Focus on... Jonny Stubbs
Growing a strong team
Jonny Stubbs joined us as Head of Technical Support in January 2018 and was tasked with growing and developing the in-house paraplanning team. At the time, the team consisted of four paraplanners, including Jonny; since then, largely through external recruitment, the team has grown to nine, which he describes as “about right”. From now on, he hopes to build the team through internal development.
We primarily deal with high net worth clients, including professional sportspeople and, have been running a graduate training scheme for seven years to train up paraplanners and advisers. Jonny explains that the firm has just reviewed the scheme to make it more effective for the business. “It was a five-year program where typically the graduate spent two years as an administrator, two years as a paraplanner and a year as a trainee adviser, before becoming a fully-fledged financial planner. We’re changing that format to make the process more flexible to introduce the graduates to the various aspects of the overall role sooner. So, they may be working in admin but they may also be doing some basic report writing. It means they will be learning more, faster.
“We’re also introducing specific training outside of the core work, such as role-playing, technical, file review, compliance, and suitability assessment training. It’s fast-tracking them to where they can have the greatest effect in the business.
“It is still a five-year program,” he adds, “because we want our advisers to be chartered when they see clients, but it’s also about building their experience. We want them to know every aspect of the financial advice process, including working with them on the softer skills they will need to do the job in the right way.”
Currently, the firm has around 90 employees, including 17 graduates in the scheme. “That’s a big investment from us and I don’t know of any other financial planning business, outside of networks and nationals, that have committed so much to bringing new people into the industry.”
Changing role
When Jonny joined the firm he stepped into a newly created role, which, unsurprisingly, has developed in the interim period. “A big part of my job has been creating a larger team as well as an environment where paraplanners want to stay.” Also, he has taken on the running of the firm’s transfer servicing team, the admin unit focused on obtaining data from providers to effect pension transfers. “It’s a technical administration team of seven, including a team leader.”
Project work also has been a significant part of the role. Major projects have been redesigning the Client Review process – “What we wanted to do is make the entire process pro-active, so the advice team has the full picture of the client in front of them as early as possible” – and development of the firm’s Centralised Retirement Proposition (CRP) – “It’s a means to document the processes to show that as a firm we acknowledge that difference and the relevant risks involved and that there are formal procedures in place,” he says.
Original goals
One of Jonny’s goals in March 2018 was to put together a style guide for the paraplanning team. This has grown into a more formal procedures document, stating how the paraplanning team works, setting down the approach to research, analysis and report writing, etc, and setting out standards in terms of style, grammar, and punctuation.
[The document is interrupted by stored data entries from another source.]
PR #733, opened 2023-09-13
Add minimal support for 4.x

scotttrinh:
A few new features have been developed in 4.0 that needed some updates here to get the driver and query builder to work:

1. `multirange` which is basically a collection type of ranges.
2. Full-text search has introduced a new pseudo-type called `anyobject` which is a subset of `anytype`.

There was also a change to cardinality inference that made certain polymorphic queries an error condition now, and that has been addressed here as well.


bastien8060:
Would this fix the 'Cannot find 'anytype' in multirange<std::anypoint>' error while introspecting the database schema, when generating query builder? (EdgeDB 4.x alpha)

scotttrinh:
@bastien8060 

> Would this fix the 'Cannot find 'anytype' in multirangestd::anypoint' error while introspecting the database schema, when generating query builder? (EdgeDB 4.x alpha)

That's right: it's been failing for some time now with that message, and I was hoping there would be an easy (yet wrong) workaround for this ahead of actually implementing support, but alas, nothing just fell into my lap yesterday.

Hope to get multirange support for 4.x-alpha in the next few weeks though, stay tuned!

bastien8060:
@scotttrinh Awesome! I'll be keeping an eye out :) Currently depending on it, so I'll just revert to the client.query methods for now!

scotttrinh:
@bastien8060 You're depending on 4.0-alpha?

bastien8060:
@scotttrinh Actually sort of, so my application is rather latency critical, and it seems the first query is much faster on 4.0-alpha than on 3.x, but still not quite there imo. And it's funny, but it's not an issue I noticed on the python client. I might submit an issue on the JS client I think—

On the JS client, the first request always takes a couple seconds, regardless of how long the client has been initialized for. 

```js
const baseClient = createClient();

const configClient = baseClient.withConfig({
  "session_idle_transaction_timeout": Duration.from({ seconds: 0 }),
});

const client = await configClient.ensureConnected();
```

integration-tests/lts/select.test.ts
```diff
@@ -310,14 +310,15 @@ describe("select", () => {
   test("* in polymorphic", async () => {
     const q = e.select(e.Person, () => ({
       ...e.is(e.Hero, e.Hero["*"]),
+      name: true,
```
scotttrinh, line 313: This change reflects the new behavior of 4.x where the parent type's cardinality is considered when using polymorphic queries. In this case, `Person` has a required `name`, but the query can return `Person` records that are not `Hero`s, which would return a `null` name, which is invalid for `Person`.

packages/driver/src/datatypes/range.ts
```diff
@@ -63,3 +63,25 @@ export class Range<
...
+
+  *[Symbol.iterator]() {
+    for (const range of this._ranges) {
+      yield range;
+    }
+  }
+
+  toJSON() {
+    return {
+      ranges: this._ranges,
```
jaclarke, line 84: I think this should probably just return the array, to mirror edgedb's json representation of multiranges.

jaclarke: Also probably should copy the array so you can't mutate it. (Or maybe this should be done in the constructor? or both?)

scotttrinh: Cool, I think I just copied this from the python impl, but that makes sense!

packages/driver/src/reflection/analyzeQuery.ts
```diff
@@ -144,5 +144,13 @@ function walkCodec(
     ctx.imports.add("Range");
     return `Range<${subCodec.tsType}>`;
   }
+  if (codec instanceof MultiRangeCodec) {
+    const subCodec = codec.getSubcodecs()[0];
+    if (!(subCodec instanceof ScalarCodec)) {
+      throw Error("expected multirange subtype to be scalar type");
+    }
+    ctx.imports.add("MultiRange");
+    return `MultiRange<${subCodec.tsType}>`;
```
jaclarke, line 153: You can have ranges of `LocalDate/Time`, so we also need to check if the subCodec type needs adding to `ctx.imports`

jaclarke:
While we're messing with ranges, could we also add this small fix to the range constructor: https://github.com/edgedb/edgedb-js/pull/711/files#diff-96a05a9179de11464b9faa257493af517dcd41f1d1b188b059a748dbd55e463aR29

packages/driver/src/reflection/analyzeQuery.ts
scotttrinh: This mirrors what we're doing in `Range`, do you think that's also broken? Looking at how `ArrayCodec` is done here, maybe I need to wrap this and the `Range` subcodec in a recursive call to `walkCodec`?

jaclarke: Yeah, I think you're right, `Range` also looks like it has the same problem. Either `walkCodec` or since we know the subCodec is going to be a scalar we could just inline the `codec.importedType` check, both ways seem fine to me.

scotttrinh: I'll stick with `walkCodec` just in case other behavior falls out and that seems to match how we're doing other types with subcodecs. Thanks for catching this!

jaclarke (approved):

“The structural change work I’ve been involved with has taken precedent over the past 18 months so this has been a work in progress,” Jonny says. “But it’s needed because every firm does things differently and things change, so you need to have something written down for people to refer to.”
Another goal in 2018 was to try to use technology to make the paraplanning process more efficient. “This is another work in progress but we’ve been able to make small day-to-day improvements, for example, using templates in Intelligent Office and pulling in data from the back office which saves keying in that data to a suitability report. We’re also lucky to have a couple of guys who are wizards with Excel, and they have put together some clever spreadsheets which have helped us automate things like MiFID II charges, fund research and so on.”
He also wanted to have the firm’s paraplanners work more on a one-to-one basis with the advisers. “There is an ongoing debate in paraplanning circles, whether one-to-one or a pooled paraplanning approach works best. We are now almost one-to-one with all our core advisers, but we also operate a pooled approach for overflow work or where an adviser’s workload doesn’t need that full-time support. I think the one-to-one approach helps build a good working relationship between the paraplanner and the adviser, but I also like the pooled approach because of the flexibility it gives me within the team when we need it. Having built up the bigger paraplanning team we are now able to do both.”